## [About this exercise]
List every line in this data where the string "issues" occurs.

## [Material shown]
PR #852, opened 2023-05-05
Deprecate dehydrated design spaces.

anoto-moniz:
Dehydration is a reuse strategy which we don't really support any more. In fact, using it will result in an error when registering or updating a design space. However, since it's still documented, we should document it and do the right thing for now, but drop it in the next major release.

### PR Type:


kroenlein (approved):
Tracks.  Thanks for the clean-up!

PR #856, opened 2023-05-19
add param and updated test, docs, and version

StevenKauwe:
# Citrine Python PR

## Description 

### PR Type:


src/citrine/informatics/generative_design.py
```diff
@@ -128,9 +136,11 @@ def __init__(
         min_fingerprint_similarity: float,
         mutation_per_seed: int,
         structure_exclusions: Optional[List[StructureExclusion]],
+        min_substructure_counts: Dict[str, int],
```
anoto-moniz, line 139: @kylecsnow Do customers always need to provide `min_substructure_counts`? If not, let's have it default to `{}` for convenience.

src/citrine/informatics/generative_design.py
```diff
@@ -128,9 +136,11 @@ def __init__(
         min_fingerprint_similarity: float,
         mutation_per_seed: int,
         structure_exclusions: Optional[List[StructureExclusion]],
```
anoto-moniz, line 138: If we need to make other tweaks, let's fix this. Looks like the type-hinting should drop `Optional` and specify a default value of `[]`.

anoto-moniz (dismissed):
A couple tiny nitpicks, but that's it. I'm not going to bock merging based on them.

src/citrine/informatics/generative_design.py
kylecsnow: @anoto-moniz Mostly because I don't frequently find myself writing highly clean code at the citrine-python standard of quality, and don't often consider the nuances between using something like `Optional` vs. other alternatives, I want to better understand:

Why we wouldn't want to use `Optional` here?  On the pymithril side of this Kaai, Sean, and I came to decide to use `Optional` for both `structure_exclusions` and `min_substructure_counts` arguments (ex: comment thread https://github.com/CitrineInformatics/pymithril/pull/16#discussion_r1182590037)

src/citrine/informatics/generative_design.py
kylecsnow: @anoto-moniz This should be an optional argument generally.  But I've got the same question about this as in my other comment reply, should this instead be `min_substructure_counts: Optional[Dict[str, int]],`? 
(please see other comment thread)

src/citrine/informatics/generative_design.py
anoto-moniz: They're correct that you've got to be careful when setting containers as default values, as the article they link details. The thing is that it's only relevant if you're modifying the collection you've been given, which is to say almost never. Hence why I tend to still default towards using them.

Their way is definitely safer, though, in that the issue cannot occur. So you'd set this argument to default to `None`, and then in the method body assign it `[]` if it's `None` and the value otherwise. You can do that easily with something like

`self.structure_exclusions = structure_exclusions if structure_exclusions else []`

Or you can use a slick Python idiom to reduce repetition:

`self.structure_exclusions = structure_exclusions or []`

kylecsnow: Makes sense, thanks!  I went with the latter suggestion and did the same for `min_substructure_counts`:
`self.min_substructure_counts = min_substructure_counts or {}`).

kylecsnow (commented):
If everything else looks good @anoto-moniz, I think we're ready to merge?

anoto-moniz:
> If everything else looks good @anoto-moniz, I think we're ready to merge?

Sorry to be a paint, but if an argument is `Optional`, it should default to `None`. Right now, callers have to specify `structure_exclusions` and `min_substructure_counts`. After that, yes, I'll be set to approve.

anoto-moniz (approved):
Looks good! Thanks for taking this across the finish line, Kyle.

PR #858, opened 2023-05-26
PLA-12608: Featurized training data

sfriedowitz:
# Citrine Python PR

Adds support for `featurized-training-data` endpoint for a predictor version. To support this, we implement the classes for hierarchical design materials/candidates.

### PR Type:


src/citrine/informatics/design_candidate.py
```diff
@@ -124,6 +126,14 @@ def __init__(self, *, smiles: str):
 class DesignMaterial(Serializable["DesignMaterial"]):
     """Description of the material that was designed, as a set of DesignVariables."""
 
+    material_id = properties.UUID('identifiers.id')
```
sfriedowitz, line 129: The backend populates these fields already. They were just being ignored before.

src/citrine/resources/predictor.py
```diff
@@ -125,6 +126,17 @@ def get(self,
...
 
+    def get_featurized_training_data(
+            self,
+            uid: Union[UUID, str],
+            *,
+            version: Union[int, str] = MOST_RECENT_VER
+    ) -> List[HierarchicalDesignMaterial]:
+        version_path = self._construct_path(uid, version)
+        full_path = f"{version_path}/featurized-training-data"
+        payload = self.session.get_resource(full_path, version=self._api_version)
```
sfriedowitz, line 137: Based on how the backend streams the response out, it is not trivial to chunk the incoming JSON per element in the stream (see more details [here](https://doc.akka.io/docs/akka-http/current/routing-dsl/source-streaming-support.html#customising-response-rendering-mode)).

Because of that, I am simply loading the full JSON payload into memory and then parsing into the design material objects. We'll see if this ends up causing issues on bigger sample sizes, and can adjust accordingly then

src/citrine/informatics/design_candidate.py
```diff
@@ -132,8 +142,28 @@ def __init__(self, *, values: dict):
...
 
+class HierarchicalDesignMaterial(Serializable["HierarchicalDesignMaterial"]):
+    """Description of a designed material as a set of connected individual materials.
+
+    A hierarchical material contains a root material, containing identifiers and variables,
+    along any of sub-materials appearing in the history of the root.
+    Connections between the root and sub-materials are contained in the mixtures dictionary
+    that associates each material (by Citrine ID) with the ingredients that comprise it.
+    """
+
```
sfriedowitz, line 153: It was a mistake to call this JSON field "terminal" in the backend, but its too late for that now. Hence why I am renaming it here.

PR #860, opened 2023-05-31
sample from search space api

StevenKauwe:
# Citrine Python PR

## Description 

### PR Type:


src/citrine/resources/project.py
```diff
@@ -150,6 +152,13 @@ def generative_design_executions(self) -> GenerativeDesignExecutionCollection:
         """Return a collection representing all visible generative design executions."""
         return GenerativeDesignExecutionCollection(project_id=self.uid, session=self.session)
 
+    @property
+    def sample_design_space_executions(self) -> SampleDesignSpaceExecutionCollection:
```
anoto-moniz, line 156: Since this requires a design space ID, it doesn't belong as a property on the `ProjectCollection`. It would fit on a `DesignSpace` object, similar to how we have [reports on predictors](https://github.com/CitrineInformatics/citrine-python/blob/main/src/citrine/informatics/predictors/graph_predictor.py#L120).

tests/resources/test_generative_design_execution.py
```diff
@@ -51,7 +51,7 @@ def test_build_new_execution(collection, generative_design_execution_dict):
 def test_trigger_execution(collection: GenerativeDesignExecutionCollection, generative_design_execution_dict, session):
     # Given
     session.set_response(generative_design_execution_dict)
-    design_execuption_input = GenerativeDesignInput(
+    design_execution_input = GenerativeDesignInput(
```
anoto-moniz, line 54: 😂

src/citrine/informatics/design_candidate.py
```diff
@@ -202,3 +203,20 @@ class HierarchicalDesignCandidate(Serializable["HierarchicalDesignCandidate"]):
...
+
+    uid = properties.UUID('id')
+    """:UUID: unique external Citrine ID of the material"""
+    execution_uid = properties.UUID('id')
+    """:UUID: unique external Citrine ID of the execution"""
+    material = properties.Object(HierarchicalDesignMaterial, "material")
+    """:HierarchicalDesignMaterial: the material returned by the design workflow"""
+
+    def __init__(self):
+        pass  # pragma: no cover
```
anoto-moniz, line 222: Due to a tweak I made a little while ago, I'd expect this `__init__` is not necessary. If you're getting errors after deleting it, I can take a look.

src/citrine/informatics/executions/sample_design_space_execution.py
```diff
@@ -0,0 +1,101 @@
...
+):
+    """The execution of a Sample Design Space task.
+
+    Possible statuses are INPROGRESS, SUCCEEDED, and FAILED.
+    Design executions also have a ``status_description`` field with more information.
+    """
+
+    _paginator: Paginator = Paginator()
+    _collection_key = 'response'
+    _in_progress_statuses = ["INPROGRESS"]
```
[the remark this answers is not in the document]
anoto-moniz: Hmmmmmmmmmm...but this is actually an execution, so that doesn't make the most sense. Maybe we should have a base `Execution` type instead, since I see you're just doing the same thing [DesignExecution](https://github.com/CitrineInformatics/citrine-python/blob/main/src/citrine/informatics/executions/design_execution.py#L21) does.

src/citrine/informatics/executions/sample_design_space_execution.py
```diff
@@ -0,0 +1,101 @@
...
+from citrine.informatics.design_candidate import SampleSearchSpaceResultCandidate
+
+
+class SampleDesignSpaceExecution(
+    Resource["SampleDesignSpaceExecution"], Pageable, AsynchronousObject
+):
+    """The execution of a Sample Design Space task.
+
+    Possible statuses are INPROGRESS, SUCCEEDED, and FAILED.
+    Design executions also have a ``status_description`` field with more information.
```
anoto-moniz, line 21: Update name.

src/citrine/informatics/executions/sample_design_space_execution.py
```diff
@@ -0,0 +1,101 @@
...
+    design_space_id: Optional[UUID] = None
+
+    uid: UUID = properties.UUID('id', serializable=False)
+    """:UUID: Unique identifier of the execution"""
+    status = properties.Optional(properties.String(), 'status', serializable=False)
+    """:Optional[str]: short description of the execution's status"""
+    status_description = properties.Optional(
+        properties.String(), 'status_description', serializable=False)
+    """:Optional[str]: more detailed description of the execution's status"""
+    status_info = properties.Optional(
```
anoto-moniz, line 40: I'd suggest dropping the `Optional`, since it being missing is functionally the same as it being an empty list.

src/citrine/informatics/executions/sample_design_space_execution.py
```diff
@@ -0,0 +1,101 @@
...
+    update_time = properties.Optional(properties.Datetime, 'update_time', serializable=False)
+    """:Optional[datetime]: date and time at which the resource was most recently updated,
+    if it has been updated"""
+
+    def __init__(self):
+        """The SampleDesignSpace executions are not directly instantiated by the user."""
+        pass  # pragma: no cover
+
+    def __str__(self):
+        return '<SampleDesignSpaceExecution {!r}>'.format(str(self.uid))
```
anoto-moniz, line 63: nitpick: use an f-string.

src/citrine/informatics/executions/sample_design_space_execution.py
```diff
@@ -0,0 +1,101 @@
...
+    _in_progress_statuses = ["INPROGRESS"]
+    _succeeded_statuses = ["SUCCEEDED"]
+    _failed_statuses = ["FAILED"]
+    _session: Optional[Session] = None
+    project_id: Optional[UUID] = None
+    design_space_id: Optional[UUID] = None
+
+    uid: UUID = properties.UUID('id', serializable=False)
+    """:UUID: Unique identifier of the execution"""
+    status = properties.Optional(properties.String(), 'status', serializable=False)
```
anoto-moniz, line 35: Are there situations where the status won't be defined on the response payload? Or cases where this object will be built as an input payload?

src/citrine/informatics/executions/sample_design_space_execution.py
```diff
@@ -0,0 +1,101 @@
...
+    """:Optional[str]: short description of the execution's status"""
+    status_description = properties.Optional(
+        properties.String(), 'status_description', serializable=False)
+    """:Optional[str]: more detailed description of the execution's status"""
+    status_info = properties.Optional(
+        properties.List(properties.String()),
+        'status_info',
+        serializable=False
+    )
+
```
anoto-moniz, line 45: tnitpick: This space makes it look like the next docstring is associated with `created_by`.

src/citrine/informatics/executions/sample_design_space_execution.py
```diff
@@ -0,0 +1,101 @@
...
+    """:Optional[List[str]]: human-readable explanations of the status"""
+    created_by = properties.Optional(properties.UUID, 'created_by', serializable=False)
```
anoto-moniz, line 47: Same for all these `Optional` fields. If there's no situation where they will be missing (or `null`), then they don't need to be `Optional`.

src/citrine/informatics/executions/sample_design_space_execution.py
```diff
@@ -0,0 +1,101 @@
...
+    updated_by = properties.Optional(properties.UUID, 'updated_by', serializable=False)
+    """:Optional[UUID]: id of the user who most recently updated the resource,
+    if it has been updated"""
+    create_time = properties.Optional(properties.Datetime, 'create_time', serializable=False)
+    """:Optional[datetime]: date and time at which the resource was created"""
+    update_time = properties.Optional(properties.Datetime, 'update_time', serializable=False)
+    """:Optional[datetime]: date and time at which the resource was most recently updated,
+    if it has been updated"""
+
+    def __init__(self):
```
anoto-moniz, line 58: Shouldn't be needed any more.

src/citrine/resources/sample_design_space_execution.py
```diff
@@ -0,0 +1,84 @@
...
+    def register(self, model: SampleDesignSpaceExecution) -> SampleDesignSpaceExecution:
+        """Cannot register an execution."""
+        raise NotImplementedError("Cannot register a SampleDesignSpaceExecution.")
+
+    def update(self, model: SampleDesignSpaceExecution) -> SampleDesignSpaceExecution:
+        """Cannot update an execution."""
+        raise NotImplementedError("Cannot update a SampleDesignSpaceExecution.")
+
+    def list(self, *,
+             page: Optional[int] = None,
```
anoto-moniz, line 51: `page` is deprecated, and should be removed. It probably should have been removed from everything in our last major version bump.

tests/conftest.py
```diff
@@ -706,6 +713,20 @@ def example_candidates(example_design_material):
     }
 
 
+@pytest.fixture()
+def example_sample_design_space_response(example_hierarchical_design_material):
+    return {
+        "page": 1,
```
anoto-moniz, line 719: Drop page

src/citrine/informatics/design_spaces/design_space.py
```diff
@@ -35,3 +37,10 @@ def get_type(cls, data) -> Type[Serializable]:
             'FormulationDesignSpace': FormulationDesignSpace,
             'DataSourceDesignSpace': DataSourceDesignSpace
         }[data['config']['type']]
+
+    @property
+    def sample_design_space_executions(self):
```
StevenKauwe, line 42: I wasn't sure the pattern to use here. On one hand, just calling sample would be awesome. But that kind of hides what is going on. So I named it this way.

src/citrine/informatics/design_spaces/sample_design_space.py
```diff
@@ -0,0 +1,18 @@
+from citrine._serialization import properties
+from citrine._serialization.serializable import Serializable
+
+
+class SampleDesignSpaceInput(Serializable['SampleDesignSpaceInput']):
```
StevenKauwe, line 5: Moved to its own file to remove circular dependency

src/citrine/informatics/executions/base_execution.py
```diff
@@ -0,0 +1,62 @@
...
+from citrine._rest.paginator import Paginator
+from citrine._serialization import properties
+from citrine._session import Session
+from citrine.resources.status_detail import StatusDetail
+
+
+from deprecation import deprecated
+
+
+class Execution(Pageable, AsynchronousObject, ABC):
```
StevenKauwe, line 16: Added a base execution class. This is used for `design_execution`, `generative_design_execution`, `predictor_evaluation_execution` (this one doesn't NEED pagable, but also doesn't hurt?) and `sample_design_space_execution`.

StevenKauwe: Also added `EXECUTING` to the `in_progress_statuses`, since we used that for the sample_design_space on the backend.

StevenKauwe: I named the file `base_execution.py`. I'm wondering if that should just be called `Execution`. I was on the fence. (maybe there is a different better name).

src/citrine/informatics/executions/sample_design_space_execution.py
StevenKauwe: I missed this comment on my last push. But I have a local update to the doc string as
```
    """The execution of a Sample Design Space task.

    Possible statuses are EXECUTING, SUCCEEDED, and FAILED.
    Sample Design Space executions also have a ``status_detail`` field with more information.

    """
```

Was this what you were pointing out?

src/citrine/informatics/design_candidate.py
```diff
@@ -159,9 +159,6 @@ class HierarchicalDesignMaterial(Serializable["HierarchicalDesignMaterial"]):
     mixtures = properties.Mapping(properties.UUID, properties.Object(Mixture), 'mixtures')
     """:Dict[UUID, Mixture]: mapping from Citrine ID to components the material is composed of"""
 
-    def __init__(self):
```
StevenKauwe, line 161: I removed all the __init__ in this file that didn't do anything. Not sure if you wanted all of em removed. 🤷  But tests still pass. 😆

tests/conftest.py
```diff
@@ -661,10 +661,18 @@ def example_holdout_result_dict(example_holdout_evaluator_dict, example_rmse_met
...
 
 
-
 @pytest.fixture
 def sample_design_space_execution_dict(generic_entity):
     ret = generic_entity.copy()
+    ret.update(
+        {
+            "design_space_id": str(uuid.uuid4()),
+            "status": {
```
StevenKauwe, line 670: It looks like, until now, we have always unpacked the `Status` response in the backend. We could consider making a class for this. But I figured I could solve it in the `_pre_build` method for now.

StevenKauwe (commented):
Made updates to include base class. Made a test script, and the end point does give results!!! 🙌  We know it runs. Now we just need to double check that the code looks the way we want.

src/citrine/informatics/executions/base_execution.py
anoto-moniz: And yeah, I think just calling the file `execution.py` would be fine.

src/citrine/informatics/executions/sample_design_space_execution.py
```diff
@@ -2,73 +2,37 @@
...
             '/projects/{project_id}/design-spaces/{design_space_id}/sample/',
             project_id=self.project_id,
             design_space_id=self.design_space_id,
         )
 
+    @classmethod
+    def _pre_build(cls, data: dict) -> dict:
+        """Run data modification before building."""
+        status = data.get('status')
+        update_dict = {"status": status["minor"], "status_detail": status["detail"]}
```
anoto-moniz, line 32: To maintain consistency, the `status` field should be the major status. Use `status_description` for the minor status.

src/citrine/informatics/design_spaces/design_space.py
anoto-moniz: We do both in different classes, so it's your call.

src/citrine/informatics/design_spaces/sample_design_space.py
anoto-moniz: What circular dependency?

StevenKauwe: This was introduced when moving the execution collection from projects.py to design_space.py.

src/citrine/informatics/executions/sample_design_space_execution.py
```diff
@@ -28,9 +28,20 @@ def _path(self):
     @classmethod
     def _pre_build(cls, data: dict) -> dict:
         """Run data modification before building."""
-        status = data.get('status')
-        update_dict = {"status": status["minor"], "status_detail": status["detail"]}
-        data.update(update_dict)
+        status_dict = data['status']
+
+        # Set major status
+        if "major" not in status_dict and status_dict["minor"] in ["EXECUTING", "VALIDATING"]:
```
anoto-moniz, line 34: I think we always want to set `status_dict['major']` based on the value of `status_dict['minor']` if the server doesn't. That way, no matter the status, the interface matches the other executions.

src/citrine/informatics/executions/sample_design_space_execution.py
```diff
@@ -30,17 +30,34 @@ def _pre_build(cls, data: dict) -> dict:
...
+            'INVALID': 'FAILED',
+            'CANCELLED': 'FAILED',
+            'RESOURCE_EXCEEDED': 'FAILED',
+            'ERROR': 'FAILED',
+        }
+
+        if "major" not in status_dict:
+            if status_dict["minor"] in major_status_mapping:
+                status_dict["major"] = major_status_mapping[status_dict["minor"]]
+        else:
```
anoto-moniz, line 52: This `else` should be indented one level to do what the error message says.

src/citrine/informatics/executions/sample_design_space_execution.py
```diff
@@ -30,17 +30,34 @@ def _pre_build(cls, data: dict) -> dict:
...
+            raise ValueError(f"Unknown minor status: {status_dict['minor']}")  # pragma: no cover
```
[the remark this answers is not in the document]
StevenKauwe: I saw other places with ValueError using no cover. So I just kinda went with it. It is super easy to make a test for this. I have no idea why my brain decided this was the right move.. 😅  I can add that when fixing else from above.

anoto-moniz (approved):

PR #861, opened 2023-06-02
Add class migration / deprecation meta

kroenlein:
# Citrine Python PR

## Description 
This PR adds a metaclass for marking a class that has been moved or renamed as deprecated, removing the need for
the `shadow_classes_in_module` method and removing an implicit import procedure.  `shadow_classes_in_module` is also therefore marked as deprecated.

It also adds a `raise_error` argument to `_poll_for_job_completion`, since raising an exception isn't always the correct choice when a job finishes with a less-than-ideal state.  That probably should have been another PR, but I was a little sloppy.

### PR Type:
- [X ] Maintenance (non-breaking change to assist developers)


StevenKauwe (approved):
This is my first time encountering deprecation for classes that have been move to new packages, but the code and logic LGTM.

PR #864, opened 2023-06-05
Add --only-binary pandas to keep testing performant

kroenlein:
# Citrine Python PR

## Description 
* Add --only-binary to travis install so that tests under 3.11 run in reasonable time. Pandas was take 15 minutes to build a local version that was compatible with all pytz 2019.3
* Boost maximum versions of libraries so actual latest libraries can be tested
* Update no-warnings test to remove deprecation warning, see https://docs.pytest.org/en/latest/how-to/capture-warnings.html#additional-use-cases-of-warnings-in-tests

### PR Type:


setup.py
```diff
@@ -24,24 +24,24 @@
       install_requires=[
           "requests>=2.31.0,<3",
           "pyjwt>=2,<3",
-          "arrow>=0.15.4,<0.16",
+          "arrow>=0.15.4,<2",
```
anoto-moniz, line 27: Did the interface not change at all in 1.0?

anoto-moniz (approved):

setup.py
kroenlein: It changed, just not in a way that impacts us:
https://github.com/arrow-py/arrow/issues/832

PR #868, opened 2023-06-16
[PLA-12745] Use design space v3 endpoints.

anoto-moniz:
Update the design space endpoints to use the new v3 design space endpoints. This means an update in the structure and parsing and deprecating some fields, although the interface stays the same.

### PR Type:


anoto-moniz:
e2e run: https://jenkins.corp.citrine.io/view/e2es/job/nextgen-ITs/39261/

src/citrine/informatics/design_spaces/formulation_design_space.py
```diff
@@ -37,26 +36,23 @@ class FormulationDesignSpace(Resource['FormulationDesignSpace'], DesignSpace, AI
...
 
-    _resource_type = ResourceTypeEnum.MODULE
-
     formulation_descriptor = properties.Object(
         FormulationDescriptor,
-        'config.formulation_descriptor'
+        'data.instance.formulation_descriptor'
     )
-    ingredients = properties.Set(properties.String, 'config.ingredients')
+    ingredients = properties.Set(properties.String, 'data.instance.ingredients')
```
StevenKauwe, line 43: Where in the backend does this correspond to? `data.instance` -> `OrionDesignSpace` (Formulation in this case)?

src/citrine/informatics/modules.py
```diff
@@ -30,6 +30,4 @@ class Module(PolymorphicSerializable['Module'], AsynchronousObject):
     def get_type(cls, data) -> Type['Module']:
         """Return the subtype."""
         from citrine.informatics.design_spaces import DesignSpace
-        return {
```
StevenKauwe, line 33: Bleh, this must have felt nice to update.

anoto-moniz: I'm so excited for 3.0, when we can rip it all out completely! =D

src/citrine/resources/design_space.py
```diff
@@ -55,33 +56,91 @@ def _validate_write_request(self, design_space: DesignSpace):
...
+        self._verify_write_request(design_space)
+        hydrated_ds = self._hydrate_design_space(design_space)
+        updated_ds = super().update(hydrated_ds)
+
+        # The /api/v3/design-spaces endpoint switched archiving from a field on the update payload
+        # to their own endpoints. To maintain backwards compatibility, all design spaces have an
+        # _archived field set by the archived property. It will be archived if True, and restored
+        # if False. It defaults to None, which does nothing. The value is reset afterwards.
+        if design_space._archived is True:
+            self.archive(design_space.uid)
```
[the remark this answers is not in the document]
anoto-moniz: Philosophically, it enforces separation of concerns. The update endpoint can focus on changes to the data itself, whereas archive/restore can focus on the archive state.
It also allows the client to archive without needing to pass a copy of the resource. The client need only know the resource's ID.
And it's a natural way to pass that information to the backend. Previously, it was part of the payload. But in the new setup, since archive status is metadata, it's not part of the input payload. We could allow it to be specified as a query parameter, but that feels clunky as a way to direct action (which is part of the reason `validate` is now it's own endpoint).

src/citrine/resources/design_space.py
```diff
@@ -55,33 +56,91 @@ def _validate_write_request(self, design_space: DesignSpace):
                 raise ValueError(msg.format(self._enumerated_cell_limit, width * length))
         return
```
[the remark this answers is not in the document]
anoto-moniz: Nope, no idea. It should be removed, as it's redundant.

src/citrine/informatics/design_spaces/formulation_design_space.py
anoto-moniz: Correct. If it's a top-level DS, then it's just the new structure. If it's a subspace of a product DS, then when the product DS is deserialized it wraps its children in the scaffolding of the top-level object so the polymorphic serializable can do its thing.

StevenKauwe (approved):
LGTM 🚀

## [Answer for the task]
Because of that, I am simply loading the full JSON payload into memory and then parsing into the design material objects. We'll see if this ends up causing issues on bigger sample sizes, and can adjust accordingly then
https://github.com/arrow-py/arrow/issues/832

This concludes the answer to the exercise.